··· Dataset records

PR #662, opened 2024-03-15
nvme: Expose MDTS value with basic logic

pfmooney:
While the interaction between the block backends and frontends like NVMe could be improved to include negotiation of parameters such as MDTS, it would be nice to define a reasonable value in the mean time.

### DIFF
--- a/lib/propolis/src/hw/nvme/mod.rs
+++ b/lib/propolis/src/hw/nvme/mod.rs
@@ -411,6 +411,20 @@ impl NvmeCtrl {
         b << (self.ns_ident.lbaf[(self.ns_ident.flbas & 0xF) as usize]).lbads
     }
 
+    /// Check a given request transfer size against any MDTS configured on the
+    /// controller.
+    ///
+    /// Returns `true` if the size is acceptable for the MDTS.
+    fn valid_for_mdts(&self, sz: u64) -> bool {
+        match self.ctrl_ident.mdts {
+            0 => true,
+            mdts => {
+                let limit = (self.ctrl.cap.mpsmin_sz() as u64) << mdts;
+                sz <= limit
+            }
+        }
+    }
+
     fn update_block_info(&mut self, info: block::DeviceInfo) {
         let nsze = info.total_size;
         self.ns_ident = bits::IdentifyNamespace {
@@ -496,7 +510,11 @@ pub struct PciNvme {
 
 impl PciNvme {
     /// Create a new pci-nvme device with the given values
-    pub fn create(serial_number: String, log: slog::Logger) -> Arc<Self> {
+    pub fn create(
+        serial_number: String,
+        mdts: Option<u8>,
+        log: slog::Logger,
+    ) -> Arc<Self> {
         let builder = pci::Builder::new(pci::Ident {
             vendor_id: VENDOR_OXIDE,
             device_id: PROPOLIS_NVME_DEV_ID,
@@ -526,6 +544,7 @@ impl PciNvme {
             ssvid: VENDOR_OXIDE,
             sn,
             ieee: OXIDE_OUI,
+            mdts: mdts.unwrap_or(0),
             // We use standard Completion/Submission Queue Entry structures with no extra
             // data, so required (minimum) == maximum
             sqes: NvmQueueEntrySize(0).with_maximum(sqes).with_required(sqes),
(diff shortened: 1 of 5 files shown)


lib/propolis/src/hw/nvme/mod.rs
```diff
@@ -496,7 +496,11 @@ pub struct PciNvme {
 
 impl PciNvme {
     /// Create a new pci-nvme device with the given values
-    pub fn create(serial_number: String, log: slog::Logger) -> Arc<Self> {
+    pub fn create(
+        serial_number: String,
+        mdts: Option<u8>,
```
luqmana, line 501: Since we're hardcoding this arg in all call sites right now can we just move it into the body for now? As-is I think it can be a bit hard to get correct and ensure a valid value is given. Case in point, `MDTS` of 20 means we're saying a max size of `2^20 * CAP.MPSMIN (4K) = 4GiB` and not the intended `1MiB`.

lib/propolis/src/hw/nvme/mod.rs
```diff
@@ -519,13 +523,21 @@ impl PciNvme {
         let mut sn: [u8; 20] = [0u8; 20];
         sn[..sz].clone_from_slice(&serial_number.as_bytes()[..sz]);
 
+        // If MDTS is specified, ensure that it is either 0 (meaning no limit)
+        // or is at least as large as a single page.
+        let mdts = match mdts {
+            None | Some(0) => 0,
+            Some(v) => v.max(PAGE_SHIFT as u8),
+        };
```
luqmana, line 531: Since we're hardcoding the arg in all call sites right now can we just move it into the body for now? As-is I think it can be a bit hard to get correct and ensure a valid value is given. Case in point, 20 means we're saying a max size of `2^20 * CAP.MPSMIN (4K) = 4GiB` and not the intended `1MiB` 😅️

(Also, should that `max` have been a `min`?)

luqmana (changes requested):

lib/propolis/src/hw/nvme/mod.rs
pfmooney: Yeah, this is wrong.  OVMF in particular freaks out, since it uses a u32 for calculating the max transfer size.  I'll be posting an updated wad shortly.

pfmooney: The obvious math bug (deviating from the spec) should be fixed now.

pfmooney:
Test notes: I was able to force an illumos guest into issuing a too-large IO in order to observe its rejection from the device.

lib/propolis/src/hw/nvme/mod.rs
```diff
@@ -411,6 +411,21 @@ impl NvmeCtrl {
...
 
+    /// Check a given request transfer size against any MDTS configured on the
+    /// controller.
+    ///
+    /// Returns `true` if the size is acceptable for the MDTS.
+    fn valid_for_mdts(&self, sz: u64) -> bool {
+        match self.ctrl_ident.mdts {
+            0 => true,
+            mdts => {
+                // MPSMIN is currently locked to PAGE_SIZE
```
luqmana, line 422: nit: I know we assume `PAGE_SIZE` various places but can just grab `MPSMIN` off of `self` here so there's one less place to remember.

lib/propolis/src/hw/nvme/mod.rs
```diff
@@ -496,7 +511,11 @@ pub struct PciNvme {
 
 impl PciNvme {
     /// Create a new pci-nvme device with the given values
-    pub fn create(serial_number: String, log: slog::Logger) -> Arc<Self> {
+    pub fn create(
+        serial_number: String,
+        mdts: Option<u8>,
```
luqmana, line 516: I know we eventually want this coordinated with the block layer but given both call sites just hardcode the same value now I'm inclined to move it into the body here. We already have a whole bunch of other controller config/capabilities hardcoded there.

pfmooney: I'd like to leave it as-is for now.  It's good incentive to make sure a tunable like this is addressed when some of the other migration/block changes go in.

lib/propolis/src/hw/nvme/mod.rs
pfmooney: Done.

lib/propolis/src/hw/nvme/mod.rs
luqmana: sounds good

luqmana (approved):

pfmooney:
Merged in 6dceb9ef69c217cb78a2018bbedafbc19f6ec1af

······

Track down all lines above with the string "like" and copy them.

• [Exercise answer]
While the interaction between the block backends and frontends like NVMe could be improved to include negotiation of parameters such as MDTS, it would be nice to define a reasonable value in the mean time.
pfmooney: I'd like to leave it as-is for now.  It's good incentive to make sure a tunable like this is addressed when some of the other migration/block changes go in.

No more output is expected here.